Issue #475, opened 2017-03-29
"Block subreddit" option in /r/all post context menu


QuantumBadger:
https://www.reddit.com/r/RedReader/comments/616lul/suggestion_for_blocking_subs/

QuantumBadger:
Added by @Clubfan22.

PR #477, opened 2017-03-30
Added block, pin and subscribe actions to RedditPreparedPost's context menu

Clubfan22:
Similiar to #458, I added menu items to (un)subscribe to a subreddit,
(un)block and (un)pin it, depending on its current state.

It's only activated when the subreddit's name is displayed.

This should help satisfy #475.

### DIFF
--- a/src/main/java/org/quantumbadger/redreader/activities/MainActivity.java
+++ b/src/main/java/org/quantumbadger/redreader/activities/MainActivity.java
@@ -233,6 +233,27 @@ public class MainActivity extends RefreshableActivity
 					).apply();
 
 				}
+
+				if (lastVersion <= 77) {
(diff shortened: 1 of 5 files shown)


QuantumBadger:
Thanks! This generally looks good, but it's not clear that some of these menu items refer to the subreddit rather than the post. It would be good to rename them to "Subscribe to Subreddit" and "Pin Subreddit to Main Menu".

Also, all three items should appear directly after "Go to Subreddit" in the list.

QuantumBadger:
Thanks, merging in now.

QuantumBadger:
Changelog updated and some fixes added here: https://github.com/QuantumBadger/RedReader/commit/4f551ceab239299b7480ddd2b5ca0151a5335f88

PR #488, opened 2017-04-28
Bump gradle, pmd and some libs, clean up translations

mvdan:
I did not bump the support libs nor the target/compile SDK as those are more invasive, and they actually break the build (semver anyone?).


QuantumBadger:
Looks good to me, thank you!

PR #497, opened 2017-05-12
Reducing Listing Clutter

neilweber:
On my 4.5" display, I found the listing to be cluttered.  To address this, I removed the userid that submitted the link and changed the post time to display only one unit instead of two (e.g. "10 mins, 30 secs ago" is now just "10 mins ago.")


QuantumBadger:
Thank you for the pull request! Because this would be quite a significant change to the app's appearance (which not all users would be happy with), there would need to be a preference for this before I can merge it in.

neilweber:
Are you thinking a separate preference for each change or one for both?

QuantumBadger:
> Are you thinking a separate preference for each change or one for both?

Separate preferences for these would be great. Ideally there would be a list preference similar to the one in `Settings > Appearance > Comment Header`, allowing the user to completely customise the post subtitle, although for now a simple checkbox would be fine.

QuantumBadger:
Here's a quick guide for adding a preference:

https://github.com/QuantumBadger/RedReader/wiki/%5BDev%5D-Adding-a-Preference

PR #503, opened 2017-05-23
Added setting for self-post collapse

Clubfan22:
It was requested on reddit: https://www.reddit.com/r/RedReader/comments/6bv9ma/an_option_to_turn_off_collapsing_of_selfposts_on/

For now, one can choose between collapsing the text or doing nothing, but it can be (almost) trivially extended to support more actions.

One might also want to refactor the self-post code in the future to be treated the same as a comment in some cases.


QuantumBadger:
Great, thank you! Merging in now.

> One might also want to refactor the self-post code in the future to be treated the same as a comment in some cases.

Possibly, although there are a few differences (e.g. long-click menu actions, swipe actions, etc).

QuantumBadger:
Changelog updated: https://github.com/QuantumBadger/RedReader/commit/0915f27fbdc752740d1a47771b3dcc22f37b793d

PR #509, opened 2017-05-27
Master

awells111:
I moved UI_THREAD_HANDLER out of AndroidApi.java and deleted the whole class along with ImageTileSourceBitmapRegionDecoder which was unused and targeting API 10.  I also removed many @SuppressLint("NewApi") and @TargetApi calls that were targeting API levels 14 and below.


QuantumBadger:
Thanks, merging this in!

I'll move the handler into `General` instead of `Constants`, but other than that this is fine.

QuantumBadger:
https://github.com/QuantumBadger/RedReader/commit/a814ef7313851c461c58c7904595545af4c1d679

Updated changelog here: https://github.com/QuantumBadger/RedReader/commit/d20dc68dfe5467e2af2fa60979f0244422462cf9

Issue #387, opened 2016-09-11
Add controls for videos/GIFs


ShadowNinja:
This is useful particularly with long videos, where you may want to skip around or re-watch a short segment without wating for the entire thing to repeat (or reopening and starting from the beginning).

polyzen:
I think this can be closed.

QuantumBadger:
Yep, this has been implemented

PR #511, opened 2017-06-23
Add video playback controls

ahomphophone:
Implemented #387. I added a media controller to the video view. Looks like all the playback logic was already in MediaVideoView. I just needed to create and set the media controller. 

This also disables the ability to finish the activity when tapping the video because that is how the playback controls appear and hide. I'm not sure if this should be a preference but my instinct is to tap on the video to bring up playback controls and just pressing the back button to exit.

### DIFF
--- a/src/main/java/org/quantumbadger/redreader/activities/ImageViewActivity.java
+++ b/src/main/java/org/quantumbadger/redreader/activities/ImageViewActivity.java
@@ -424,7 +424,10 @@ public class ImageViewActivity extends BaseActivity implements RedditPostView.Po
 							final MediaVideoView videoView = new MediaVideoView(ImageViewActivity.this);
 
 							videoView.setVideoURI(cacheFile.getUri());
-							videoView.setMediaController(null);
+
+							MediaController mediaController = new MediaController(ImageViewActivity.this);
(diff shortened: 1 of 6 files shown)


QuantumBadger:
Thanks!

Before I merge this in, please could you make it a preference (off by default) so that people can keep the old behaviour if they want?

ahomphophone:
Ok. Added preference.

QuantumBadger:
Great, thank you!

Sorry to be a pain, but it looks like there's one more thing: the changes to `BasicGestureHandler` break the abstraction (by generating two events for the same tap).

It should be possible to move the `performClick()` call (which us currently inside `BasicGestureHandler`) to the `onSingleTap()` callback in `ImageViewActivity`, if you make the `videoView` a member. No changes should be necessary to `BasicGestureHandler`.

I promise I'll merge it in once that's fixed :stuck_out_tongue:

ahomphophone:
Ok sorry! Done.

QuantumBadger:
Thank you! Merging in now.

QuantumBadger:
Changelog updated: https://github.com/QuantumBadger/RedReader/commit/ded5c57aab5f1a6f62d2b3a40f25788e9ae4a0eb

Issue #520, opened 2017-07-24
Add support for v.reddit.com


Clubfan22:
[Per Reddit](https://www.reddit.com/r/RedReader/comments/6p4agf/vreddit_links_not_working/)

----

Aim of the exercise: The answer must be the complete listing, repeated exactly.

Solution below:
Issue #475, opened 2017-03-29
"Block subreddit" option in /r/all post context menu


QuantumBadger:
https://www.reddit.com/r/RedReader/comments/616lul/suggestion_for_blocking_subs/

QuantumBadger:
Added by @Clubfan22.

PR #477, opened 2017-03-30
Added block, pin and subscribe actions to RedditPreparedPost's context menu

Clubfan22:
Similiar to #458, I added menu items to (un)subscribe to a subreddit,
(un)block and (un)pin it, depending on its current state.

It's only activated when the subreddit's name is displayed.

This should help satisfy #475.

### DIFF
--- a/src/main/java/org/quantumbadger/redreader/activities/MainActivity.java
+++ b/src/main/java/org/quantumbadger/redreader/activities/MainActivity.java
@@ -233,6 +233,27 @@ public class MainActivity extends RefreshableActivity
 					).apply();
 
 				}
+
+				if (lastVersion <= 77) {
(diff shortened: 1 of 5 files shown)


QuantumBadger:
Thanks! This generally looks good, but it's not clear that some of these menu items refer to the subreddit rather than the post. It would be good to rename them to "Subscribe to Subreddit" and "Pin Subreddit to Main Menu".

Also, all three items should appear directly after "Go to Subreddit" in the list.

QuantumBadger:
Thanks, merging in now.

QuantumBadger:
Changelog updated and some fixes added here: https://github.com/QuantumBadger/RedReader/commit/4f551ceab239299b7480ddd2b5ca0151a5335f88

PR #488, opened 2017-04-28
Bump gradle, pmd and some libs, clean up translations

mvdan:
I did not bump the support libs nor the target/compile SDK as those are more invasive, and they actually break the build (semver anyone?).


QuantumBadger:
Looks good to me, thank you!

PR #497, opened 2017-05-12
Reducing Listing Clutter

neilweber:
On my 4.5" display, I found the listing to be cluttered.  To address this, I removed the userid that submitted the link and changed the post time to display only one unit instead of two (e.g. "10 mins, 30 secs ago" is now just "10 mins ago.")


QuantumBadger:
Thank you for the pull request! Because this would be quite a significant change to the app's appearance (which not all users would be happy with), there would need to be a preference for this before I can merge it in.

neilweber:
Are you thinking a separate preference for each change or one for both?

QuantumBadger:
> Are you thinking a separate preference for each change or one for both?

Separate preferences for these would be great. Ideally there would be a list preference similar to the one in `Settings > Appearance > Comment Header`, allowing the user to completely customise the post subtitle, although for now a simple checkbox would be fine.

QuantumBadger:
Here's a quick guide for adding a preference:

https://github.com/QuantumBadger/RedReader/wiki/%5BDev%5D-Adding-a-Preference

PR #503, opened 2017-05-23
Added setting for self-post collapse

Clubfan22:
It was requested on reddit: https://www.reddit.com/r/RedReader/comments/6bv9ma/an_option_to_turn_off_collapsing_of_selfposts_on/

For now, one can choose between collapsing the text or doing nothing, but it can be (almost) trivially extended to support more actions.

One might also want to refactor the self-post code in the future to be treated the same as a comment in some cases.


QuantumBadger:
Great, thank you! Merging in now.

> One might also want to refactor the self-post code in the future to be treated the same as a comment in some cases.

Possibly, although there are a few differences (e.g. long-click menu actions, swipe actions, etc).

QuantumBadger:
Changelog updated: https://github.com/QuantumBadger/RedReader/commit/0915f27fbdc752740d1a47771b3dcc22f37b793d

PR #509, opened 2017-05-27
Master

awells111:
I moved UI_THREAD_HANDLER out of AndroidApi.java and deleted the whole class along with ImageTileSourceBitmapRegionDecoder which was unused and targeting API 10.  I also removed many @SuppressLint("NewApi") and @TargetApi calls that were targeting API levels 14 and below.


QuantumBadger:
Thanks, merging this in!

I'll move the handler into `General` instead of `Constants`, but other than that this is fine.

QuantumBadger:
https://github.com/QuantumBadger/RedReader/commit/a814ef7313851c461c58c7904595545af4c1d679

Updated changelog here: https://github.com/QuantumBadger/RedReader/commit/d20dc68dfe5467e2af2fa60979f0244422462cf9

Issue #387, opened 2016-09-11
Add controls for videos/GIFs


ShadowNinja:
This is useful particularly with long videos, where you may want to skip around or re-watch a short segment without wating for the entire thing to repeat (or reopening and starting from the beginning).

polyzen:
I think this can be closed.

QuantumBadger:
Yep, this has been implemented

PR #511, opened 2017-06-23
Add video playback controls

ahomphophone:
Implemented #387. I added a media controller to the video view. Looks like all the playback logic was already in MediaVideoView. I just needed to create and set the media controller. 

This also disables the ability to finish the activity when tapping the video because that is how the playback controls appear and hide. I'm not sure if this should be a preference but my instinct is to tap on the video to bring up playback controls and just pressing the back button to exit.

### DIFF
--- a/src/main/java/org/quantumbadger/redreader/activities/ImageViewActivity.java
+++ b/src/main/java/org/quantumbadger/redreader/activities/ImageViewActivity.java
@@ -424,7 +424,10 @@ public class ImageViewActivity extends BaseActivity implements RedditPostView.Po
 							final MediaVideoView videoView = new MediaVideoView(ImageViewActivity.this);
 
 							videoView.setVideoURI(cacheFile.getUri());
-							videoView.setMediaController(null);
+
+							MediaController mediaController = new MediaController(ImageViewActivity.this);
(diff shortened: 1 of 6 files shown)


QuantumBadger:
Thanks!

Before I merge this in, please could you make it a preference (off by default) so that people can keep the old behaviour if they want?

ahomphophone:
Ok. Added preference.

QuantumBadger:
Great, thank you!

Sorry to be a pain, but it looks like there's one more thing: the changes to `BasicGestureHandler` break the abstraction (by generating two events for the same tap).

It should be possible to move the `performClick()` call (which us currently inside `BasicGestureHandler`) to the `onSingleTap()` callback in `ImageViewActivity`, if you make the `videoView` a member. No changes should be necessary to `BasicGestureHandler`.

I promise I'll merge it in once that's fixed :stuck_out_tongue:

ahomphophone:
Ok sorry! Done.

QuantumBadger:
Thank you! Merging in now.

QuantumBadger:
Changelog updated: https://github.com/QuantumBadger/RedReader/commit/ded5c57aab5f1a6f62d2b3a40f25788e9ae4a0eb

Issue #520, opened 2017-07-24
Add support for v.reddit.com


Clubfan22:
[Per Reddit](https://www.reddit.com/r/RedReader/comments/6p4agf/vreddit_links_not_working/)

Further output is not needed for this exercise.